PR #1354, opened 2024-03-25
:seedling: Remove JavaScript CodeQL linting

adamdmharvey:
This PR eliminates the JavaScript CodeQL scanning in the Actions workflows.

Currently, each PR scans both Go and JavaScript:

image

However, the only JavaScript in the repo is a single file.  This file was added via https://github.com/ossf/scorecard-action/pull/23 when the CodeQL workflow was breaking; but it was breaking because there was NO CodeQL scanning language set at the time. (so the "fix" was to go from none, to JavaScript, adding the single line JavaScript file which just spits out to console the word "codeql" 😁 ) But since Go was added, JavaScript should no longer be necessary.

This will eliminate about 1.5 minutes of CodeQL workflow scanning during each actions run.

No release should be necessary.


adamdmharvey:
Here's how it now looks on my fork:

image

spencerschrock:
> But since Go was added, JavaScript should no longer be necessary.

I believe the JS analysis also covers things like GitHub Actions:
https://codeql.github.com/codeql-query-help/javascript/js-actions-command-injection/

adamdmharvey:
> It's caught things for us before on ossf/scorecard

Thanks for the feedback!  Will check into that.

For this repo at least, the Action notes:

> CodeQL scanned 1 out of 1 JavaScript files in this invocation. Check the status page for overall coverage information: https://github.com/ossf/scorecard-action/security/code-scanning/tools/CodeQL/status/

I checked an action on `ossf/scorecard`, and indeed *that* one is scanning 222 "extracted" JavaScript files (even though the repo contains one actual file). Seems it's extracting JavaScript OUT of some of the workflows themselves, which it's not doing in this repo.

adamdmharvey:
Looks like the difference may be this repo isn't doing:

```diff
     # Initializes the CodeQL tools for scanning.
     - name: Initialize CodeQL
       uses: github/codeql-action/init@cdcdbb579706841c47f7063dda365e292e5cad7a # v1
       with:
         languages: ${{ matrix.language }}
+        queries: +security-extended
```

Maybe the alternative is to turn that ON here too?

spencerschrock:
At least based on [this doc](https://docs.github.com/en/code-security/code-scanning/managing-your-code-scanning-configuration/javascript-typescript-built-in-queries)

"[Expression injection in Actions](https://codeql.github.com/codeql-query-help/javascript/js-actions-command-injection/)" is listed for both default and `security-extended`

adamdmharvey:
Will give this a close, based on the point re: validating extracted/interpreted JS through embeddings in actions.  Good feedback thx!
^^^^^^^^
Transcribe the listing in full, line by line.

> **EXERCISE OUTPUT**:
PR #1354, opened 2024-03-25
:seedling: Remove JavaScript CodeQL linting

adamdmharvey:
This PR eliminates the JavaScript CodeQL scanning in the Actions workflows.

Currently, each PR scans both Go and JavaScript:

image

However, the only JavaScript in the repo is a single file.  This file was added via https://github.com/ossf/scorecard-action/pull/23 when the CodeQL workflow was breaking; but it was breaking because there was NO CodeQL scanning language set at the time. (so the "fix" was to go from none, to JavaScript, adding the single line JavaScript file which just spits out to console the word "codeql" 😁 ) But since Go was added, JavaScript should no longer be necessary.

This will eliminate about 1.5 minutes of CodeQL workflow scanning during each actions run.

No release should be necessary.


adamdmharvey:
Here's how it now looks on my fork:

image

spencerschrock:
> But since Go was added, JavaScript should no longer be necessary.

I believe the JS analysis also covers things like GitHub Actions:
https://codeql.github.com/codeql-query-help/javascript/js-actions-command-injection/

adamdmharvey:
> It's caught things for us before on ossf/scorecard

Thanks for the feedback!  Will check into that.

For this repo at least, the Action notes:

> CodeQL scanned 1 out of 1 JavaScript files in this invocation. Check the status page for overall coverage information: https://github.com/ossf/scorecard-action/security/code-scanning/tools/CodeQL/status/

I checked an action on `ossf/scorecard`, and indeed *that* one is scanning 222 "extracted" JavaScript files (even though the repo contains one actual file). Seems it's extracting JavaScript OUT of some of the workflows themselves, which it's not doing in this repo.

adamdmharvey:
Looks like the difference may be this repo isn't doing:

```diff
     # Initializes the CodeQL tools for scanning.
     - name: Initialize CodeQL
       uses: github/codeql-action/init@cdcdbb579706841c47f7063dda365e292e5cad7a # v1
       with:
         languages: ${{ matrix.language }}
+        queries: +security-extended
```

Maybe the alternative is to turn that ON here too?

spencerschrock:
At least based on [this doc](https://docs.github.com/en/code-security/code-scanning/managing-your-code-scanning-configuration/javascript-typescript-built-in-queries)

"[Expression injection in Actions](https://codeql.github.com/codeql-query-help/javascript/js-actions-command-injection/)" is listed for both default and `security-extended`

adamdmharvey:
Will give this a close, based on the point re: validating extracted/interpreted JS through embeddings in actions.  Good feedback thx!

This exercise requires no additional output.